Like his political idol Mrs. Thatcher, Mr. Colvile is a humorless ideologue. Mr. Colvile version of Thatcherism engages in a self-serving ‘changing the subject’ at will, that mimics political concern for the welfare, and the greater good of children? Thatcher’s Household God was Hayek’s ‘Road to Serfdom’, she passed it out like party favors. We still live in that political collapse: so in propaganda terms, ‘changing the subject’ is advantageous in ‘cover your ass’ terms! That the NHS is being ‘privatized’ is inconvenient to Mr.

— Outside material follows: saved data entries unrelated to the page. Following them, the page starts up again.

PR #1211, opened 2026-06-01
Parallelise tests

rebkwok:
This adds pytest-xdist to the dev requirements and makes one bugfix and very minimal test changes to run the tests in parallel.

Locally (with 12 physical CPU cores), `just test-all` runs in ~1m 45s with `-n auto` and in ~6m with `-n 0`. In CI the improvement is less dramatic because we only have 2 CPUs available in the GHA workflow, but it's still running the full CI workflow in about 50% of its usual time (<5m vs ~8m)

Bugfix:
airlock/lib/git.py was importing the airlock settings module directly, instead of doing it the django way `from django.conf import settings`. This meant that the test fixture we have that's supposed to ensure isolated file storage for each test wasn't actually working for GIT_REPO_DIR, which didn't matter for serial tests, but does for parallel ones.

Test fixes:
Changed the way a setting is mocked in the screenshot tests to avoid template cache conflicts (again, only shows up in parallel tests ). Plus a couple of drive-by fixes to remove some redundant waits.

### DIFF
--- a/airlock/lib/git.py
+++ b/airlock/lib/git.py
@@ -14,7 +14,8 @@ from urllib.parse import urlparse, urlunparse
 # from jobrunner import config
 # from jobrunner.lib.string_utils import project_name_from_url
 # from jobrunner.lib.subprocess_utils import subprocess_run
-from airlock import settings as config
+from django.conf import settings as config
+
 from airlock.types import UrlPath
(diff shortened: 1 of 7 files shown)


evansd (approved):
🚀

Colvile:

This from 2022:

Headline: NHS privatization drive linked to rise in avoidable deaths, study suggests

Sub-headline: Outsourcing accelerated by Lansley’s shakeup in 2012 linked to drop in care quality in landmark review

The privatisation of NHS care accelerated by Tory policies a decade ago has corresponded with a decline in quality and “significantly increased” rates of death from treatable causes, the first study of its kind says.

The hugely controversial shakeup of the health service in England in 2012 by the health secretary, Andrew Lansley, in the Tory-Lib Dem coalition government, forced local health bodies to put contracts for services out to tender.

Billions of pounds of taxpayers’ cash has since been handed to private companies to treat NHS patients, according to the landmark review.

It shows the growth in health contracts being tendered to private companies has been associated with a drop in care quality and higher rates of treatable mortality – patient deaths considered avoidable with timely, effective healthcare.

The analysis by the University of Oxford has been published in the Lancet Public Health journal. “The privatisation of the NHS in England, through the outsourcing of services to for-profit companies, consistently increased [after 2012],” it says.

“Private-sector outsourcing corresponded with significantly increased rates of treatable mortality, potentially as a result of a decline in the quality of healthcare services.”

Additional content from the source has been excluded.